Setting the Record Straight

September 12, 2008

Politics Now P-A-R

Honorable Politics, R.I.P.

        Back before the ides of March, when it appeared John McCain would be the Republican nominee for president, we noted that if Barack Obama were the nominee that because of his race, he would face a particularly uphill fight this fall. We added, that much depended on whether the Republican nominee “comes up with another Kevin Phillips, Lee Atwater or Karl Rove.”
          It appears to have happened. Kevin Phillips, who began bringing Madison Avenue tactics to presidential campaigns with an angry Richard Nixon run in 1968 and the “Southern strategy,” has changed his stripes. A somewhat repentant Atwater, who honed the craft with shiftiness, distortions, exaggerations, dirty tricks and character assassination, has died and we are left either with Rove or somebody or somebodies who learned the craft as enhanced by him into one that vicious, mean and not ashamed of outright lying or duplicity.

          The Rovian way appears to take the Nazi theory of “repeat a lie often enough and the people will believe it” to a new level, realizing an increasingly ignorant American electorate would never catch up to lies quickly enough for them to have a negative impact before the election.

          The theory appears to be a correct one, having been tested by Rove not only in the previous two elections, but throughout the two junior-Bush terms inside the White House. The more the electorate relies on being spoon-fed the news instead of seeking out information and reading it in print, a method that aids comprehensive, the more effective the Rovian strategy becomes.

          He probably did not anticipate the birth of tabloid-cable, the perceived need by a dying newspaper industry to compete by dumbing down the news and making it more exciting, the fast spread of e-mails and the increased ability to plant false ideas into the media the electorate does rely on.

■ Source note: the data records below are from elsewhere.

PR #1556, opened 2026-09-18
Enable crio service in node image builds

### LINKED ISSUE #1554: Enable crio in node images
We should enable crio in the node images. We already install it, but now users have to enable/start it themselves.
There is also a discrepancy between centos and ubuntu here. The ubuntu package automatically enables crio, while the centos package does not.
We should just make sure it is always enabled so we can avoid extra things like this:
https://github.com/metal3-io/cluster-api-provider-metal3/blob/8d353f0097b5f1e4352bdb734fb9457c2fd0966c/test/e2e/data/infrastructure-metal3/main/bases/centos-kubeadm-config/centos-kubeadm-config.yaml#L143
in other places.
We can do it immediately after installing here: https://github.com/metal3-io/project-infra/blob/918ef7afa3821154b4e1649918f6482641aed54b/jenkins/image_building/dib_elements/centos-node/install.d/55-install#L51

Ahmedaltu:
Enable crio service in node image builds.
Fixes #1554


lentzi90 (commented):
This looks good!
/approve
However, considering the CI situation at the moment, I don't think we can merge this until we figure out a new way of automating node image builds and uploads
/hold

Sunnatillo (commented):
/lgtm

smoshiur1237 (commented):
/lgtm

PR #136, opened 2016-02-29
C collapse

abergeron:
Add a C API to do dimension collapsing for elemwise (and maybe reduction too).

### DIFF
--- a/src/gpuarray/util.h
+++ b/src/gpuarray/util.h
@@ -88,10 +88,10 @@ GPUARRAY_PUBLIC int gpuarray_type_flags(int init, ...);
  *
  * For scalar arguments, strs[k] can be NULL.
  *
- * \param n The number of arguemnts
+ * \param n The number of arguments
  * \param nd The number of dimensions of all arguments
  * \param dim The compute shape
- * \param strs The strides for all arguemnts
+ * \param strs The strides for all arguments
  *
  */
 GPUARRAY_PUBLIC void gpuarray_elemwise_collapse(unsigned int n,
--- a/src/gpuarray/util.h
+++ b/src/gpuarray/util.h
@@ -75,6 +75,28 @@ GPUARRAY_PUBLIC size_t gpuarray_get_elsize(int typecode);
  */
 GPUARRAY_PUBLIC int gpuarray_type_flags(int init, ...);
 
+/**
+ * Perform dimension collapsing on the specified arguments.
+ *
+ * This function will check for dimension that are next to each other
+ * and contiguous for all inputs and merge them together. This allows
+ * to reduce the complexity of the indexing code in kernels and
+ * therefore enables faster runtime for kernels.
+ *
+ * On return the nd, dims and strs will be overwritten with the
+ * collapsed versions.
+ *
+ * For scalar arguments, strs[k] can be NULL.
+ *
+ * \param n The number of arguemnts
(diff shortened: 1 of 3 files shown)


src/gpuarray/util.h
```diff
@@ -75,6 +75,28 @@ GPUARRAY_PUBLIC size_t gpuarray_get_elsize(int typecode);
...
+ * and contiguous for all inputs and merge them together. This allows
+ * to reduce the complexity of the indexing code in kernels and
+ * therefore enables faster runtime for kernels.
+ *
+ * On return the nd, dims and strs will be overwritten with the
+ * collapsed versions.
+ *
+ * For scalar arguments, strs[k] can be NULL.
+ *
+ * \param n The number of arguemnts
```
adler-j: arguments

abergeron: Fixed, thanks.

src/gpuarray_util.c
```diff
@@ -130,3 +130,45 @@ int gpuarray_type_flags(int init, ...) {
...
+    int collapse = 1;
+    for (k = 0; k < n; k++) {
+      collapse &= (strs[k] == NULL ||
+                   strs[k][i - 1] == dims[i] * strs[k][i]);
+    }
+    if (collapse) {
+      dims[i-1] *= dims[i];
+      shiftdown((ssize_t *)dims, i, nd);
+      for (k = 0; k < n; k++) {
+        if (strs[k] != NULL) {
```
nouiz: This is already done inside shiftdown

nouiz: forget that comment.

tests/check_util.c
```diff
@@ -37,11 +37,73 @@ START_TEST(test_type_flags)
...
+START_TEST(test_elemwise_collapse)
+{
+  size_t dims[2];
+  ssize_t *strs[2];
+  ssize_t _strs0[3];
+  ssize_t _strs1[3];
+  unsigned int nd;
+
+  strs[0] = _strs0;
+  strs[1] = _strs1;
```
nouiz: Can you add a test with all inputs in fortran order?

src/gpuarray_util.c
```diff
@@ -130,3 +130,45 @@ int gpuarray_type_flags(int init, ...) {
   va_end(ap);
   return flags;
 }
+
+static inline void shiftdown(ssize_t *base, unsigned int i, unsigned int nd) {
+  if (base != NULL)
+    memmove(&base[i], &base[i+1], (nd - i - 1)*sizeof(size_t));
+}
+
+void gpuarray_elemwise_collapse(unsigned int n, unsigned int *_nd,
```
nouiz: In the python version, there is a parameter broadcast. When True, it set the strides to 0 for dimensions that need to be broadcasted. Can you confirm this is already done elsewhere and don't need to be replicated here?

Otherwise, this PR seem good. Can you make the PR on Theano that use it? This would allow to test it more before merging.

abergeron: The python version does argument validity checking, this only does dimension collapsing and you should have set the relevant broadcastable dimensions strides to 0 beforehand.

I'm working on the theano part, but it's trickier than I thought.

tests/check_util.c
abergeron: Done.

PR #142, opened 2016-03-18
Batchgemm

cooijmanstim:
Not ready for merge, just to show my work so far.

I've implemented multiple dispatch for `sgemmBatch` and the entry point `rgemmBatch`.

None of this is tested, testing from C seems like pain (as evidenced by the dearth of tests in this repository) so my next step is to implement the Theano Op and add tests in Theano. Once I'm happy with `sgemmBatch` I'll implement `dgemmBatch` and `hgemmBatch` as well.

### DIFF
--- a/pygpu/blas.pyx
+++ b/pygpu/blas.pyx
@@ -17,10 +17,6 @@ cdef extern from "gpuarray/blas.h":
                        double beta, _GpuArray *C, int nocopy)
     int GpuArray_rger(double alpha, _GpuArray *X, _GpuArray *Y, _GpuArray *A,
                       int nocopy)
-    int GpuArray_rgemmBatch(cb_transpose transA, cb_transpose transB,
-                            double alpha, _GpuArray **A, _GpuArray **B,
-                            double beta, _GpuArray **C, size_t batchCount,
-                            int nocopy);
 
 cdef api int pygpu_blas_rgemv(cb_transpose transA, double alpha, GpuArray A,
                               GpuArray X, double beta, GpuArray Y,
--- a/pygpu/blas.pyx
+++ b/pygpu/blas.pyx
@@ -17,6 +17,10 @@ cdef extern from "gpuarray/blas.h":
                        double beta, _GpuArray *C, int nocopy)
     int GpuArray_rger(double alpha, _GpuArray *X, _GpuArray *Y, _GpuArray *A,
                       int nocopy)
+    int GpuArray_rgemmBatch(cb_transpose transA, cb_transpose transB,
+                            double alpha, _GpuArray **A, _GpuArray **B,
+                            double beta, _GpuArray **C, size_t batchCount,
+                            int nocopy);
 
 cdef api int pygpu_blas_rgemv(cb_transpose transA, double alpha, GpuArray A,
                               GpuArray X, double beta, GpuArray Y,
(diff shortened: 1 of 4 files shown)


cooijmanstim:
I redid rgemmBatch and renamed it to rgemmBatch_3d as suggested by @abergeron, implemented dgemmBatch and tested everything from Theano (using the tests added in Theano/Theano#4371).

src/gpuarray_blas_cuda_cublas.c
```diff
@@ -295,44 +287,80 @@ static int sgemmBatch(cb_order order, cb_transpose transA, cb_transpose transB,
...
-  cuMemFree(Ta);
-  if (err != CUBLAS_STATUS_SUCCESS) {
-    cuda_exit(ctx);
-    if (err == CUBLAS_STATUS_ARCH_MISMATCH)
-      return GA_DEVSUP_ERROR;
-    return GA_BLAS_ERROR;
-  }
+  // use parallel cublasSgemm calls rather than cublasSgemmBatched for large products
+  // (compute products in double because they can be large and we don't need to be exact)
+  const double threshold = 650;
```
abergeron: Why a double here?

pygpu/blas.pyx
```diff
@@ -17,6 +17,10 @@ cdef extern from "gpuarray/blas.h":
                        double beta, _GpuArray *C, int nocopy)
     int GpuArray_rger(double alpha, _GpuArray *X, _GpuArray *Y, _GpuArray *A,
                       int nocopy)
+    int GpuArray_rgemmBatch(cb_transpose transA, cb_transpose transB,
+                            double alpha, _GpuArray **A, _GpuArray **B,
+                            double beta, _GpuArray **C, size_t batchCount,
+                            int nocopy);
```
abergeron: This prototype is both wrong and unused, please remove it.

src/gpuarray_array_blas.c
```diff
@@ -383,3 +384,191 @@ int GpuArray_rger(double alpha, GpuArray *X, GpuArray *Y, GpuArray *A,
...
+  if (!GpuArray_ISONESEGMENT(A)) {
+    if (nocopy)
+      return GA_COPY_ERROR;
+    else {
+      err = GpuArray_copy(&copyA, A, GA_F_ORDER);
+      if (err != GA_NO_ERROR)
+	goto cleanup;
+      Ap = &copyA;
+    }
+  }
```
abergeron: This check is ok, if a bit restrictive.  It should be ok to have a non-contiguous A as long as the last two dims are.  If you don't want to do this for now that's ok but please add a comment saying that for future reference.

abergeron: The same applies for B and C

         The biggest shame of the today’s GOP campaigning strategy, which is old politics with a cruel edge, is that in order to win, Barack Obama and his fellow Democrats are beginning to believe they need to get down into the gutter with the competition.
          Another shame is that McCain, a man we knew to be honorable and ethical, if not a person very tolerant of those who disagree with him, appears to have bowed to expediency and decided to take the dirt road to get elected. The selection of Sarah Palin, which could not have been the choice of the McCain we knew, appears to have been a stroke of genius straight out of the Phillips/Atwater/Rove playbook.
          One can excuse some excesses on the part of a presidential candidate. These people have to have tremendous egos to believe they can do the job better than anyone else in a nation of more than 300 million people. And if they believe that, then logic might tell them that if the country is better off with them at the helm, then however they get there is justifiable.
          As an honorable presidential candidate said in 1964, “extremism in the defense of liberty is no vice.” Today’s mantra would appear to be “extremism in the interest of getting elected is no vice.” But would an honorable person stoop so low?